• _What to work on_
All lines from the one with "PR #207, opened 2021-05-30" to the end of the listing below are to be transcribed exactly; both end lines are included, and no other lines are.

• _Exercise material_

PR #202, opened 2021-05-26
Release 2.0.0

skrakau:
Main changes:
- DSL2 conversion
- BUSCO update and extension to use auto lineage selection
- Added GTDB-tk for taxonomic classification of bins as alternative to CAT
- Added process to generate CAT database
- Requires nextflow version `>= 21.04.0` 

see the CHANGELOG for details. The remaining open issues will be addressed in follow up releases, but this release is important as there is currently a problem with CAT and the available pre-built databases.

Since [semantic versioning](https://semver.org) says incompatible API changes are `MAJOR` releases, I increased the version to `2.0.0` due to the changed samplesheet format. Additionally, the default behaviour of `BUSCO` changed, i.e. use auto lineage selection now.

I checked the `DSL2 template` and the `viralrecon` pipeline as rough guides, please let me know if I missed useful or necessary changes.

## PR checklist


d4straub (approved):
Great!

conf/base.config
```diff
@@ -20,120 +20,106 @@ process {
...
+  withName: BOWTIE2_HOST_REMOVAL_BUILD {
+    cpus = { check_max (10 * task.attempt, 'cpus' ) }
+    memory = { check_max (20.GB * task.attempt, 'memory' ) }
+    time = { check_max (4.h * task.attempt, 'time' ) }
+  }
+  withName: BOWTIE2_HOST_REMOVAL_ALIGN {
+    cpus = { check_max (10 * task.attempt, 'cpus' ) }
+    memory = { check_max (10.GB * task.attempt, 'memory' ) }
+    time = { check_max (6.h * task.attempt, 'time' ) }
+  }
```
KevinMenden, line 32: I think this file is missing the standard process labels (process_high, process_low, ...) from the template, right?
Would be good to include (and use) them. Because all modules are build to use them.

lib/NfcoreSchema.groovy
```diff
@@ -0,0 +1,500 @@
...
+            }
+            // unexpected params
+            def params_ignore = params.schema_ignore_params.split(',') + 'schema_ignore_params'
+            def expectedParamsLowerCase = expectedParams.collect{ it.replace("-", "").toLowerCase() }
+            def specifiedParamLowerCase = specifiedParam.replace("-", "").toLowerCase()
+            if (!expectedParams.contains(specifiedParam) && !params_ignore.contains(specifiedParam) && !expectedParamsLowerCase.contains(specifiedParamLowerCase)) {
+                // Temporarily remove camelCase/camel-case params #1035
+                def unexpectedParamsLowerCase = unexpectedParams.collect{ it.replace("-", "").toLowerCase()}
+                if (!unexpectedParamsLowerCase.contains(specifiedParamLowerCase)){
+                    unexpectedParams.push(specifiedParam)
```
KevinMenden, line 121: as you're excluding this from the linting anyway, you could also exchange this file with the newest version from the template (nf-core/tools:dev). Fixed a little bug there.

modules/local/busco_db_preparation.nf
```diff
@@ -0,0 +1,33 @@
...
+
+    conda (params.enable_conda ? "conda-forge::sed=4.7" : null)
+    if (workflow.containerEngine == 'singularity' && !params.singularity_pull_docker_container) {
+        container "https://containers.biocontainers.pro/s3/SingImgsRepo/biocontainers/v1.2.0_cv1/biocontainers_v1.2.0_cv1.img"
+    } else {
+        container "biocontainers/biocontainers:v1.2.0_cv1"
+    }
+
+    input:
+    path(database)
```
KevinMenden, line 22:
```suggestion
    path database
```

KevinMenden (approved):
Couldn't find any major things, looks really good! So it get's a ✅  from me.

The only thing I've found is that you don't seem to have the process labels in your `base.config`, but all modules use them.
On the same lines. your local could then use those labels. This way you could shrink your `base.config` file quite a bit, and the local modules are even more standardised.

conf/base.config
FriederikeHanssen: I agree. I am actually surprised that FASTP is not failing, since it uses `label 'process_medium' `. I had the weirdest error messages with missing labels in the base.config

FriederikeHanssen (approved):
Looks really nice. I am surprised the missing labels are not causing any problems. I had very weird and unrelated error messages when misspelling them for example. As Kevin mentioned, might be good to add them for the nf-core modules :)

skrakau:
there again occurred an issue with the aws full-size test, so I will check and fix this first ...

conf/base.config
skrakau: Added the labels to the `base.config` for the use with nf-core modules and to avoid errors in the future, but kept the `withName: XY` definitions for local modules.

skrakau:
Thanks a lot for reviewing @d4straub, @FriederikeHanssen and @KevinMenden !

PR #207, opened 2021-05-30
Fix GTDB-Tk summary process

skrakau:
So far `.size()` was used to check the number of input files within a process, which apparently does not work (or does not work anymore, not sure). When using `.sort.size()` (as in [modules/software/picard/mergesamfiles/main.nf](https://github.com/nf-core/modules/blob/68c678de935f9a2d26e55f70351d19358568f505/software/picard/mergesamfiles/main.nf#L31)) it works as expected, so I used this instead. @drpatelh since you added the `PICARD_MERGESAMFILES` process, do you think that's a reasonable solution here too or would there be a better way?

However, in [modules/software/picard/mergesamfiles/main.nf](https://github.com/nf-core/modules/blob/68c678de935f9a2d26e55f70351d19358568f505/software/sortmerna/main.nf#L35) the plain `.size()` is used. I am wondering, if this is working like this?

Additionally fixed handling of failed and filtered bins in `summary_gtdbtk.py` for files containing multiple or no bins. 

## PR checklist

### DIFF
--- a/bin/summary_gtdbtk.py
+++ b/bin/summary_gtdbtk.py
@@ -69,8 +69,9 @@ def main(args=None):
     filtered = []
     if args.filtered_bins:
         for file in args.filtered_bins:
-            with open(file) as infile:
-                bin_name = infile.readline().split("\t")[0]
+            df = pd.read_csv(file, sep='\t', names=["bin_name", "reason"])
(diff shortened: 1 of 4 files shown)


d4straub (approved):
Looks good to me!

• _Expected answer_
PR #207, opened 2021-05-30
Fix GTDB-Tk summary process

skrakau:
So far `.size()` was used to check the number of input files within a process, which apparently does not work (or does not work anymore, not sure). When using `.sort.size()` (as in [modules/software/picard/mergesamfiles/main.nf](https://github.com/nf-core/modules/blob/68c678de935f9a2d26e55f70351d19358568f505/software/picard/mergesamfiles/main.nf#L31)) it works as expected, so I used this instead. @drpatelh since you added the `PICARD_MERGESAMFILES` process, do you think that's a reasonable solution here too or would there be a better way?

However, in [modules/software/picard/mergesamfiles/main.nf](https://github.com/nf-core/modules/blob/68c678de935f9a2d26e55f70351d19358568f505/software/sortmerna/main.nf#L35) the plain `.size()` is used. I am wondering, if this is working like this?

Additionally fixed handling of failed and filtered bins in `summary_gtdbtk.py` for files containing multiple or no bins. 

## PR checklist

### DIFF
--- a/bin/summary_gtdbtk.py
+++ b/bin/summary_gtdbtk.py
@@ -69,8 +69,9 @@ def main(args=None):
     filtered = []
     if args.filtered_bins:
         for file in args.filtered_bins:
-            with open(file) as infile:
-                bin_name = infile.readline().split("\t")[0]
+            df = pd.read_csv(file, sep='\t', names=["bin_name", "reason"])
(diff shortened: 1 of 4 files shown)


d4straub (approved):
Looks good to me!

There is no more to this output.